2.2.1. Initial Organ Screening

The diagnostic process started with a detailed rheumatological medical history focussing on specific or nonspecific symptoms of rheumatic diseases. Pathological laboratory and immunological parameters were also included. This led to the first suspicion of an IRD with potential organ involvement, followed by systematic organ screening. Organ involvement in IRD was defined as IRD manifestation at the following organ systems: lungs, heart, kidneys, GIT, ENT, CNS, and PNS.
At the beginning, every patient underwent basic organ screening (including lungs, heart, kidneys, and GIT).

2.2.2. Basic Diagnostic Tests of Systematic Organ Screening

  • Lungs: pulmonary function tests (PFT), including diffusion capacity measurement (diffusion capacity for carbon monoxide; DLCO);
  • heart: echocardiography;
  • kidneys: quantitative urine protein diagnostic, urine sediment examination, renal ultrasound;
  • GIT (including liver, spleen, intestines): abdominal ultrasound.
Depending on the suspected IRD, additional diagnostic tests were performed, including the evaluation of ENT, CNS, and PNS.

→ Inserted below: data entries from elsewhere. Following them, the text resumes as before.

PR #2501, opened 2023-02-28
Update EKS plugins for 1.23 in prod

tgeoghegan:
This updates the EBS and VPC add-ons and the cluster autoscaler to recent ones compatible with 1.23. Because we are only doing a single minor version upgrade of the VPC CNI plugin, we don't need to perform any manual updates.


branlwyd (approved):

divergentdave (approved):

tgeoghegan:
Testing in staging uncovered one problem we need to fix before we can take this to production: https://github.com/divviup/prio-server/pull/2502

PR #2502, opened 2023-03-02
Update IAM policy for EKS cluster autoscaler

tgeoghegan:
The 1.23 Kubernetes cluster autoscaler needs one more permission in the AWS IAM policy granted to its role to function. The current documentation ([1]) also suggests restricting some of the existing permissions to only act on specific clusters, so we do that, too.

[1]: https://docs.aws.amazon.com/eks/latest/userguide/autoscaling.html


tgeoghegan:
The cluster autoscaler was unhealthy in staging EKS envs because of this problem. I manually applied a policy equivalent to what this does to staging-intl and it's now healthy.

divergentdave (approved):

PR #2607, opened 2023-03-28
Give key-rotator a toleration for spot VM taints

divergentdave:
This adds a toleration for `divviup.org/spot-vm` to the key rotation CronJob. This should hopefully help with the scheduling issues we've had over the past two days. Key rotation runs fast enough that using a spot instance should not be of concern.


branlwyd (approved):
(and even if a key rotation instance gets nuked partway through, it should be able to recover from any point -- the next (successful) run should clean things up properly.)

tgeoghegan (approved):

PR #2772, opened 2023-05-25
Add disclaimer explaining project is EOL

tgeoghegan:
Also disables dependabot since we no longer want to wrangle those PRs.


branlwyd:
(it looks like this PR doesn't disable Dependabot, but that's good -- we don't want to do that until the international environment turndown in late June.)

divergentdave (approved):

tgeoghegan:
> (it looks like this PR doesn't disable Dependabot, but that's good -- we don't want to do that until the international environment turndown in late June.)

It doesn't do that because I forgot to `git rm`! I was planning to not merge this until late June. I made the PR at this early date because I think we should loop in comms on this public communication.

tgeoghegan:
We'll merge this and also [archive the repository](https://docs.github.com/en/repositories/archiving-a-github-repository/archiving-repositories) in a few more weeks, once we stop supporting `prod-intl`.

PR #2821, opened 2023-06-06
Deploy 0.6.97 to prod-intl

divergentdave:


inahga (approved):
`prod-us` is dead, correct?

divergentdave:
Soon to be, we stopped deploying to it a week or two ago, and I'm planning on shutting things down later this week.

PR #2866, opened 2023-06-21
Bump prod to 0.6.99.

branlwyd:


terraform/variables/prod-us.tfvars
divergentdave, line 1: This environment is torn down already

divergentdave (approved):

tgeoghegan (approved):

terraform/variables/prod-us.tfvars
tgeoghegan: Yeah, let's not change this, because since the GCS bucket with TF state is now gone, this .tfvars file is the only record we have of what the final version of `prio-server` ever deployed to prod-us was (if anyone ever will care about that).

PR #1, opened 2017-07-11
Page structure

DominikaK:
Adds mkdocs.yml with very initial config and page structure.

Note: some page names are different than the originals in Confluence and some pages will be combined. Comments show which existing pages should be included in which files.

### DIFF
--- a/mkdocs.yml
+++ b/mkdocs.yml
@@ -1,0 +1,146 @@
+site_name: eZ Platform Developer Documentation
+repo_url: https://github.com/ezsystems/developer-documentation
+copyright: "Copyright 1999-2017 eZ Systems AS and others"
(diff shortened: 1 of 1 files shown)


DominikaK:
@mere-teresa @kusztel

mere-teresa:
I like this plan, except that some files are missing. When I export from Confluence, I have more files than that, because of Subpages.

DominikaK:
@mere-teresa: which is precisely what my comment referred to:
> some pages will be combined. Comments show which existing pages should be included in which files.

mere-teresa:
https://gist.github.com/mere-teresa/7b950219b6b6d0d87f3acb91ceab863e it's a load of work.

PR #15, opened 2017-08-05
Missing assetic dump from the manual on internationalization

jdcrecur:
Nobody could answer this Q, i had to find it by trial and error.


andrerom:
Looks ok @yannickroger ?

DominikaK:
@jdcrecur, thanks for this and the other contributions!

PR #24, opened 2017-08-10
EZP-27760: Add information about not allowing both basic and session auth at the same time

jacek-foremski:
JIRA ticket: [EZP-27760](https://jira.ez.no/browse/EZP-27760)

Excerpt from JIRA: 
> There is a missing feature to have both basic auth and session auth working at the same time on the REST API (covered in ticket EZP-22192). Enabling both of them at the same time leads to issues (EZP-27184). There is a warning in the code regarding this, introduced here: EZP-27222.
However, there is no mention of this in the documentation (https://doc.ez.no/display/DEVELOPER/REST+API+Authentication) and we could make it more clear there.

I copied the warning from the code.

### DIFF
--- a/docs/api/general_rest_usage.md
+++ b/docs/api/general_rest_usage.md
@@ -194,7 +194,7 @@ To enable HTTP Basic authentication, you need to edit app`/config/security.yml`,
 
 !!! caution
 
-    Until https://jira.ez.no/browse/EZP-22192(https://jira.ez.no/browse/EZP-22192) is implemented, enabling basic authentication in REST will prevent PlatformUI from working.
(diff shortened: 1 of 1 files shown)


docs/api/general_rest_usage.md
```diff
@@ -192,6 +192,10 @@ More information
 
 To enable HTTP Basic authentication, you need to edit app`/config/security.yml`, and add/uncomment the following block. Note that this is enabled by default.
 
+!!! caution
+
+    Until https://jira.ez.no/browse/EZP-22192(https://jira.ez.no/browse/EZP-22192) is implemented, enabling basic authentication in REST will prevent PlatformUI from working.
```
DominikaK: Could you fix the link formatting here to `[https://jira.ez.no/browse/EZP-22192](https://jira.ez.no/browse/EZP-22192)`?
Also, props for the use of a caution box ;)

natanael89: Fixed.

2.2.3. Additional Diagnostic Based on Pathological Laboratory Findings, Clinical Symptoms or Previous Diagnostic:

  • Lungs: pulmonary high-resolution computed tomography (HRCT), immunological bronchoalveolar lavage (BAL);
  • heart: cardiac magnetic resonance imaging (MRI), myocardial biopsy;
  • kidneys: renal biopsy;
  • GIT (including liver, spleen, intestines): barium swallow, gastroscopy and colonoscopy, biopsy;
  • CNS and PNS: head MRI, neurological examination;
  • ENT: head MRI, ENT examination.

2.3. Statistical Analysis

A descriptive statistic was used to evaluate the data. Data were collected in an Excel sheet (Microsoft Windows, Redmond Washington, DC, USA). Lastly, statistical analysis was performed by IBM SPSS Statistics 25 (IBM SPSS Statistics, Chicago, IL, USA, for Windows). p < 0.05 was considered to be statistically significant.

3. Results

3.1. Baseline Characteristics

Of the 84 patients, 63 were female (75.0%) and 21 male (25.0%) at a median age of 54.9 ± 15.1 years. The most common IRD was SSc (31.0%), followed by SLE (19.0%), Sjögren’s syndrome (17.9%), MTCD (4.8%), small-vessel vasculitis (16.7% (GPA 6.0%, MPA 7.1%, EGPA 3.6%)), and myositis (10.7% (dermatomyositis 3.6%, polymyositis 5.9%, necrotising myositis 1.2%)) (see Table 2 and Figure 1).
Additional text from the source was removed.